What you need to do: From the entries below, copy exactly the lines from the one that contains "cwgoes, line 63: this" through the one that contains "cwgoes, line 84: it", both included, and only those.

═════ Exercise inputs ═════

PR #836, opened 2022-11-28
Review CPoS article

brentstone:


documentation/cubic-pos-article.md
```diff
@@ -0,0 +1,155 @@
...
+- Anything else?
+
+This article is divided into three main sections. First, we describe the mechanics and configuration of the epoched PoS system. Then we describe Namada's novel approach to slashing for validator misbehavior. Finally, we describe the inflation and rewards system within the PoS module.
+
+
+# Epoched Proof of Stake
+
+The native staking token in Namada is identified as *NAM*. We call the smallest denomination of this token *namnam*, where 1 million *namnam* is equal to 1 *NAM*.
+
+Namada's epoched PoS model is influenced by that of [Cosmos](https://github.com/cosmos/cosmos-sdk/blob/019444ae4328beaca32f2f8416ee5edbac2ef30b/docs/architecture/adr-039-epoched-staking.md#pipelining-the-epochs). Sets of blocks are batched into epochs, which are periods of time that have some fixed configuration of the PoS system. For example, the set of validators who participate in the consensus protocol and their associated consensus voting powers can only change at the boundary of two epochs and are constant throughout the duration of one.
```
cwgoes, line 16: Cosmos has not actually implemented epoched staking. I think we could say "influenced by prior discussions on epoch staking such as this one" (with the same link) but otherwise it's best to just describe what an epoch is

documentation/cubic-pos-article.md
```diff
@@ -0,0 +1,155 @@
...
+
+Namada employs epoched staking for two main reasons:
+- Light clients become more efficient because there are fewer state changes (particularly validator set changes) to store, resulting in fewer headers needed to verify state
```
cwgoes, line 19: primarily because validator set changes are less frequent, so light clients don't need to download as many of them, and bisection becomes more efficient

documentation/cubic-pos-article.md
```diff
@@ -0,0 +1,155 @@
...
+	- TODO: maybe need to reword
+	- Q: does this light client efficiency apply only to IBC or also for Eth?
+- Eventually, Namada (and the larger Anoma ecosystem) will rely on the Ferveo DKG protocol to encrypt transactions in the mempool. Ferveo must know the validator set for a near-future epoch in order to have sufficient time to compute the DKG in advance of the given epoch.
+
+Thus, changes to the state of the PoS system are enqueued to take effect at some epoch in the future, the lengths of which we refer to as *offsets* relative to the epoch in which the transaction is submitted. Most state changes, including validator set updates, take effect at the *pipeline offset* - 2 epochs into the future. The other important offset in the model is the *unbonding offset* of 21 epochs, primarily the length of time before an unbond becomes withdrawable.
```
cwgoes, line 24: wherever we list values, we should make it clear that they are parameters - e.g. "unbonding offset (by default, 21 epochs)"

documentation/cubic-pos-article.md
```diff
@@ -0,0 +1,155 @@
...
+Below, we will review the rules around important PoS actions
+- Bonding tx submitted at epoch `n` initiates changes at epoch `n + pipeline_offset (n+2)`
+	- Bond becomes active, validator bonded stake and validator set is updated
+- Unbonding tx submitted at epoch `n`
+	- Updates validator set with decreased validator voting power at epoch `n + pipeline_offset (n+2)`
+	- Amount of the unbond is withdrawable at epoch `n + unbonding_offset + pipeline_offset (n+23)`
+		- TODO: check over this w Tomas
+- Redelegation tx submitted at epoch `n`
+	- Only support 100% token amount redelegated
+	- TODO: more details needed here perhaps?
```
cwgoes, line 41: we should explain the voting power changes

documentation/cubic-pos-article.md
```diff
@@ -0,0 +1,155 @@
...
+- `min_validator_stake` = 1 NAM
+
+# Cubic Slashing
+
+As in many other PoS blockchains, slashing is applied as a way to punish misbehaving validators. If a validator is detected to have misbehaved then portions of the validator's bonded stake will be slashed or seized. This propagates down to the stake of delegators associated to the misbehaving validator as well. Validator infractions that are subject to slashing include:
+
+- proposing an invalid block
+- signing an invalid block
+- proposing two different blocks at the same height
+- double-signing a block
```
cwgoes, line 63: this is the same as the bullet above, no? I think we also slash for amnesia attacks, whatever Tendermint can detect.

documentation/cubic-pos-article.md
```diff
@@ -0,0 +1,155 @@
...
+
+Ultimately, slashed tokens are sent to a slash pool fund, which...
```
cwgoes, line 65: the fund could be spent by governance to refund in the case of accidental misbehaviour

documentation/cubic-pos-article.md
```diff
@@ -0,0 +1,155 @@
...
+
+$$\text{sum}~ = \sum_{i \in \text{infractions}} \frac{\text{vp}_{i}}{\text{vp}_{tot}}$$
+
+Note that the voting power in the above expression is the voting power of the validator *when the infraction was committed*.
+
+3. The slash rate is then a function of the square of this sum, bounded below by some configurable minimum slash rate $r_{\text{min}}$:
+
+$$\max (~r_{\text{min}}~,~9*\text{sum}^2 ~)$$
+
+The factor of $9$ is included such that the slash rate maxes out at $100\%$ for total voting power of $1/3$. This is a critical point in the BFT consensus model, as a total colluding voting power of greater than $1/3$ can prevent the chain from achieving consensus.
```
cwgoes, line 84: it would be nice to include the graph here, I think

documentation/cubic-pos-article.md
```diff
@@ -0,0 +1,155 @@
...
+
+Once the slash rate is determined, the voting power of the jailed misbehaving validator can be immediately slashed and updated. This validator can then submit a transaction to become unjailed, which takes effect at the pipeline offset relative to the epoch of submission. Once the validator has been reinstated into the appropriate validator set depending on its new voting power, it and its delegators can resume bonding, unbonding, and redelegating.
+
+Namada's slashing system also guarantees that only delegators whose stake were used in a misbehaving validator's voting power during the epoch of infraction are slashed. If a delegator that contributed to a misbehaving validator's voting power at the time of infraction has since redelegated to a new validator by the time the infraction is discovered, then the protocol will still properly slash the delegator. This is an improved PoS guarantee offered by Namada, whereas in other chains, such as Cosmos, there is no guarantee that all delegators contributing voting power to an infraction (and only these delegators) will be properly slashed for the infraction.
```
cwgoes, line 88: Cosmos isn't a chain - "in other chains using the Cosmos SDK's proof-of-stake module"

documentation/cubic-pos-article.md
```diff
@@ -0,0 +1,155 @@
...
+$$\prod_{e=0}^e\big(1 + (1 - c_V(e))\frac{r_V(e)}{s_V(e)} \big),$$
+
+where $c_V(e)$ is a validator's commission rate for delegations in epoch $e$.
+
+**Check this next bit**
+There are several nice advantages of using the rewards products:
+- The storage of the rewards products allows the validators' voting powers to be updated immediately by considering the rewards products along with their bonded staked tokens.
+- The number of tokens to be credited to a delegator (or validator for a self-bond) only needs to be calculated at the moment of withdrawal by considering the original amount in the bond and the rewards products over the course of the bond's lifetime.
+- Lots of unneeded iteration in storage can be avoided
+- ???
```
cwgoes, line 146: Delegators don't need to continuously withdraw rewards and redelegate

cwgoes (commented):
Thanks! see comments

documentation/cubic-pos-article.md
brentstone: I thought L62 is specific to a block proposer but L63 can also apply to other validators who are just signing. Also took this list from https://specs.namada.net/economics/proof-of-stake/bonding-mechanism.html#slashing, though it's possible that this may need to be updated instead.

Not sure if Tendermint detects amnesia attacks yet, from https://github.com/tendermint/tendermint/issues/5270 it looks like it may be put into v0.37. As it stands, the only kinds of `MisbehaviorType` in tendermint are `DuplicateVote` and `LightClientAttack` (there is also an `Unknown` variant in this enum).

cwgoes: hmm. we should definitely support all evidence that Tendermint can detect, and for now we can consider any sort of safety attack to be of the same sort of severity (meriting cubic slashing) (though independent parameters is fine). 

I see what you mean but I don't think there's a difference in proposing vs signing from a safety perspective, safety is < 1/3 byzantine regardless

documentation/cubic-pos-article.md
```diff
@@ -0,0 +1,156 @@
...
+
+Once the slash rate is determined, the voting power of the jailed misbehaving validator can be immediately slashed and updated. This validator can then submit a transaction to become unjailed, which takes effect at the pipeline offset relative to the epoch of submission. Once the validator has been reinstated into the appropriate validator set depending on its new voting power, it and its delegators can resume bonding, unbonding, and redelegating.
+
+Namada's slashing system also guarantees that only delegators whose stake were used in a misbehaving validator's voting power during the epoch of infraction are slashed. If a delegator that contributed to a misbehaving validator's voting power at the time of infraction has since redelegated to a new validator by the time the infraction is discovered, then the protocol will still properly slash the delegator. This is an improved PoS guarantee offered by Namada, whereas in other chains using the Cosmos SDK's PoS module, there is no guarantee that all delegators contributing voting power to an infraction (and only these delegators) will be properly slashed for the infraction.
```
cwgoes, line 87:
```suggestion
Namada's slashing system also guarantees that only delegators whose stake were used in a misbehaving validator's voting power during the epoch of infraction are slashed. If a delegator that contributed to a misbehaving validator's voting power at the time of infraction has since redelegated to a new validator by the time the infraction is discovered, then the protocol will still properly slash the delegator. This is an improved PoS guarantee offered by Namada, whereas in other chains using the Cosmos SDK's PoS module, there is no guarantee that all delegators contributing voting power to an infraction (and only these delegators) will be properly slashed for the infraction. For further context, see [this issue](https://github.com/cosmos/cosmos-sdk/issues/1440).
```

cwgoes (commented):
A few more minor comments

documentation/cubic-pos-article.md
brentstone: Aside from the amnesia attack, we currently do support all Tendermint evidences. I suppose it may depend on the Tendermint version we use as well, but https://github.com/tendermint/tendermint/issues/5270 is still open as well atm. Let me know if I should include the amnesia attack in the article.

Gotcha regarding proposing vs signing. In this case, should these 4 lines be condensed into:
```
- Signing an invalid block
- Signing two different blocks at the same height
```
?

documentation/cubic-pos-article.md
```diff
@@ -0,0 +1,156 @@
...
+
+Namada's PoS module is inspired in large part by the PoS system of the Cosmos Hub and by [prior discussions](https://github.com/cosmos/cosmos-sdk/blob/019444ae4328beaca32f2f8416ee5edbac2ef30b/docs/architecture/adr-039-epoched-staking.md#pipelining-the-epochs) on its future improvements, which have not yet been implemented. The ["nothing at stake" problem](https://blog.ethereum.org/2014/01/15/slasher-a-punitive-proof-of-stake-algorithm) is solved by slashing misbehaving validators, which amounts primarily to confiscating their bonded tokens.
+
+In the PoS system, both users and validators are incentivized with rewards to contribute to the security of the network by bonding tokens in the PoS module. Namada has a regular schedule for minting new tokens (inflation), many of which are paid out to accounts that have bonded tokens. Non-valdating accounts can participate by *delegating* their tokens to a particular validator: the tokens are locked in the PoS system and the target validator can then use those tokens as voting power in the consensus mechanism.
```
tzemanovic, line 9: "paid out to accounts that have bonded tokens" - they don't go to the accounts directly as they are auto-bonded, but maybe that's important

tzemanovic, line 9:
```suggestion
In the PoS system, both users and validators are incentivized with rewards to contribute to the security of the network by bonding tokens in the PoS module. Namada has a regular schedule for minting new tokens (inflation), many of which are paid out to accounts that have bonded tokens. Non-validating accounts can participate by *delegating* their tokens to a particular validator: the tokens are locked in the PoS system and the target validator can then use those tokens as voting power in the consensus mechanism.
```

documentation/cubic-pos-article.md
```diff
@@ -0,0 +1,156 @@
...
+	- Amount of the unbond is withdrawable at epoch `n + unbonding_offset + pipeline_offset (n+23)`
+- Redelegation tx submitted at epoch `n`
+	- Updates validator set with voting powers for old and new validators at epoch `n + pipeline_offset (n+2)`
+	- Only support redelegating 100% of the token amount of a bond
+	- A redelegated bond cannot be redelegated again until epoch `n + unbonding_offset + pipeline_offset (n+23)`
+	- Slashes are properly handled to ensure that only tokens that contributed to a validator's voting power at the time of infraction are affected
+
+**Validator Sets**
+
+Namada validators are classified into one of three sets:
```
tzemanovic, line 44: I think it's important to distinguish here that this is only in relation to consensus, due to the consensus validator set size limit. These are not relevant to e.g. governance

documentation/cubic-pos-article.md
```diff
@@ -0,0 +1,156 @@
...
+
+- proposing an invalid block
+- signing an invalid block
+- proposing two different blocks at the same height
+- double-signing a block
+
+Ultimately, slashed tokens are sent to a slash pool fund, from which the funds can be spent by governance to refund slashed accounts in the event of accidental misbehavior.
+
+Typically, the slash amount for an infraction is proportional to a validator's voting power, however  Namada employs a slashing scheme that has more severe punishments for correlated validator misbehavior: so-called [*cubic slashing*](https://specs.namada.net/economics/proof-of-stake/cubic-slashing.html), wherein the slashed token amount can be proportional to the cube of a validator's voting power (the slash rate is quadratic). Cubic slashing employs more severe punishments to validators who commit infractions close to each other in time, making it riskier for an entity to operate larger or multiple similarly configured validators.
```
tzemanovic, line 66: > making it riskier for an entity to operate larger or multiple similarly configured validators

I'd say that rather it is to have very little punishment for accidental (e.g. operational) misbehavior, but much more severe for deliberate repeated attacks

documentation/cubic-pos-article.md
brentstone: thx, changed to "owed to accounts that have bonded tokens"

documentation/cubic-pos-article.md
brentstone: thx, added the following sentence to the end of this section:
"Note that this construction of the validator sets is only important for the consensus mechanism; all validators can participate with their voting power in governance."

documentation/cubic-pos-article.md
brentstone: thx, changed the sentence to:
"Cubic slashing is designed to impose more severe punishments for deliberate, repeated validator attacks but much milder punishments for accidental or non-malicious misbehaviors."

awasunyin:
Not yet! But I have it on my notes. First I need to program a publication calendar.

documentation/cubic-pos-article.md
```diff
@@ -0,0 +1,155 @@
...
+
+# Cubic Slashing
+
+As in many other PoS blockchains, slashing is applied as a way to punish misbehaving validators. If a validator is detected to have misbehaved then portions of the validator's bonded stake will be slashed or seized. This propagates down to the stake of delegators associated to the misbehaving validator as well. Validator infractions that are subject to slashing include:
+
+- signing an invalid block
+- signing two different blocks at the same height
+- amnesia attacks (once they are supported by tendermint, see [this issue](https://github.com/tendermint/tendermint/issues/5270))
+
+Ultimately, slashed tokens are sent to a slash pool fund, from which the funds can be spent by governance to refund slashed accounts in the event of accidental misbehavior.
```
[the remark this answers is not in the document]
brentstone: It means the former, not something more nuanced

documentation/cubic-pos-article.md
```diff
@@ -0,0 +1,155 @@
+# Introduction
+
+Namada is a L1 proof-of-stake blockchain that provides interchain asset-agnostic privacy. Namada is based on a byzantine fault-tolerant (BFT) consensus mechanism widely used in the Cosmos ecosystem, provided by Tendermint ([Go implementation]((https://github.com/tendermint/tendermint)) with the [rust bindings]((https://github.com/informalsystems/tendermint-rs)))., that enables fast block finality times and much lower computational overhead than in proof-of-work (PoW) consensus mechanisms, as in Bitcoin. For consensus to be achieved in a BFT system, at least a 2/3 majority of the nodes (called validators) must be honest and behave according to the protocol.
```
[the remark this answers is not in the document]
brentstone: I feel like "much lower complexity" is preferable here to quoting some hash rate, especially without some context. And I don't think it is important to the content of the article to delve into the context of hash rates here. This is just an introductory paragraph after all.

documentation/cubic-pos-article.md
```diff
@@ -0,0 +1,155 @@
...
+
+Namada uses proof-of-stake (PoS) to provide security against Sybil attacks on the network, wherein a malicious entity achieves enough voting power to disrupt consensus of the true chain. Rather than miners competing to create the next block by hashing with lots of computing power in PoW systems, the block proposer is selected from a set of validators with probability proportional to the validator's bonded stake (or voting power). This voting power is then used by the validators to determine if the 2/3 majority of consensus has been achieved. Furthermore, the block proposer mechanism also allows PoS chains to be much greener than PoW chains that need to consume massive amounts of energy to reach consensus.
```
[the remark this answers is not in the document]
brentstone: Removing "true." As for "much greener," what kind of stat do you recommend? As before, I don't think providing actual numbers matter much here (unless we could say precisely some percentage decrease in energy grid usage, which I'm not sure we can), and after all this is just the introduction rather than the focus of the article.

documentation/cubic-pos-article.md
```diff
@@ -0,0 +1,155 @@
...
+
+This article is divided into three main sections. First, we describe the mechanics and configuration of the epoched PoS system. Then we describe Namada's novel approach to slashing for validator misbehavior. Finally, we describe the inflation and rewards system within the PoS module.
+
+
+# Epoched Proof of Stake
+
+The native staking token in Namada is identified as *NAM*. We call the smallest denomination of this token *namnam*, where 1 million *namnam* is equal to 1 *NAM*. An epoch defines a grouped set of consecutive blocks and a period of time that have some fixed configuration of the PoS system. For example, the set of validators who participate in the consensus protocol and their associated consensus voting powers can only change at the boundary of two epochs and are constant throughout the duration of one.
+
+Namada employs epoched staking for two main reasons:
+- Light clients become more efficient because there are fewer state changes (particularly validator set changes) to keep track of, resulting in quicker state verification
```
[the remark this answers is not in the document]
brentstone: Which part, the bit about light clients? @cwgoes do you think this bullet point should be more detailed, and if so, what other information should be included?

documentation/cubic-pos-article.md
```diff
@@ -0,0 +1,155 @@
...
+- `r_max`: the maximum reward rate, expressed in annual percentage (or APR)
+- `R_target`: the targeted staked token ratio (total staked supply / total token supply)
+- `epochs_per_yr`: the expected number of epochs in a year
+- `KP_nom`: the proportional gain factor (P in PD controller)
+- `KD_nom`: the differential gain factor (D in PD controller)
+
+Then there are some protocol values dependent on the epoch:
+- `S`: the total supply of tokens
+- `L`: the total number of staked tokens (locked in the PoS system)
+- `I`: the most recent inflation amount (in units of tokens per epoch)
```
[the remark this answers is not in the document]
brentstone: Thanks for the note! Good to know actually. Gonna try to put a π inside of the code-like text.

cwgoes:
Closing as this has been published.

═════

Result:
cwgoes, line 63: this is the same as the bullet above, no? I think we also slash for amnesia attacks, whatever Tendermint can detect.

documentation/cubic-pos-article.md
```diff
@@ -0,0 +1,155 @@
...
+
+Ultimately, slashed tokens are sent to a slash pool fund, which...
```
cwgoes, line 65: the fund could be spent by governance to refund in the case of accidental misbehaviour

documentation/cubic-pos-article.md
```diff
@@ -0,0 +1,155 @@
...
+
+$$\text{sum}~ = \sum_{i \in \text{infractions}} \frac{\text{vp}_{i}}{\text{vp}_{tot}}$$
+
+Note that the voting power in the above expression is the voting power of the validator *when the infraction was committed*.
+
+3. The slash rate is then a function of the square of this sum, bounded below by some configurable minimum slash rate $r_{\text{min}}$:
+
+$$\max (~r_{\text{min}}~,~9*\text{sum}^2 ~)$$
+
+The factor of $9$ is included such that the slash rate maxes out at $100\%$ for total voting power of $1/3$. This is a critical point in the BFT consensus model, as a total colluding voting power of greater than $1/3$ can prevent the chain from achieving consensus.
```
cwgoes, line 84: it would be nice to include the graph here, I think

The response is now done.